PR #484, opened 2025-08-19
Better forwarding to improve read performance a little

GregTheMadMonk:
Hello!

This isn't really a significant change, but it helps speed up `rfl::json::read<rfl::Generic>` almost twice in the release build (at least in the benchmarked case).

Sorry for not using your benchmark suite here, I had problems getting the `vcpkg` dependencies properly compiled with GCC15 that ships with my system.

I also tried to look into improving the debug build performance of `rfl::to_generic`, but couldn't find anything to improve there, at least not as simple.

### In release mode

Before:
```
--------------------------------------------------------------
Benchmark                    Time             CPU   Iterations
--------------------------------------------------------------
read_struct               95.5 ns         94.4 ns      7332806
read_generic               645 ns          637 ns      1117257
write_struct               104 ns          103 ns      6884743
write_generic              144 ns          142 ns      4990100
to_generic                 115 ns          114 ns      6160175
to_generic_via_json        774 ns          765 ns       932490
```

After:
```
--------------------------------------------------------------
Benchmark                    Time             CPU   Iterations
--------------------------------------------------------------
read_struct               94.9 ns         93.7 ns      7444236
read_generic               367 ns          363 ns      1945679
write_struct               104 ns          103 ns      6845176
write_generic              132 ns          130 ns      5413376
to_generic                 119 ns          118 ns      5871778
to_generic_via_json        497 ns          491 ns      1442071
```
────────────────────
_Work instructions_: Would you transcribe the records above exactly, leaving nothing out?

_Solution below_:
PR #484, opened 2025-08-19
Better forwarding to improve read performance a little

GregTheMadMonk:
Hello!

This isn't really a significant change, but it helps speed up `rfl::json::read<rfl::Generic>` almost twice in the release build (at least in the benchmarked case).

Sorry for not using your benchmark suite here, I had problems getting the `vcpkg` dependencies properly compiled with GCC15 that ships with my system.

I also tried to look into improving the debug build performance of `rfl::to_generic`, but couldn't find anything to improve there, at least not as simple.

### In release mode

Before:
```
--------------------------------------------------------------
Benchmark                    Time             CPU   Iterations
--------------------------------------------------------------
read_struct               95.5 ns         94.4 ns      7332806
read_generic               645 ns          637 ns      1117257
write_struct               104 ns          103 ns      6884743
write_generic              144 ns          142 ns      4990100
to_generic                 115 ns          114 ns      6160175
to_generic_via_json        774 ns          765 ns       932490
```

After:
```
--------------------------------------------------------------
Benchmark                    Time             CPU   Iterations
--------------------------------------------------------------
read_struct               94.9 ns         93.7 ns      7444236
read_generic               367 ns          363 ns      1945679
write_struct               104 ns          103 ns      6845176
write_generic              132 ns          130 ns      5413376
to_generic                 119 ns          118 ns      5871778
to_generic_via_json        497 ns          491 ns      1442071
```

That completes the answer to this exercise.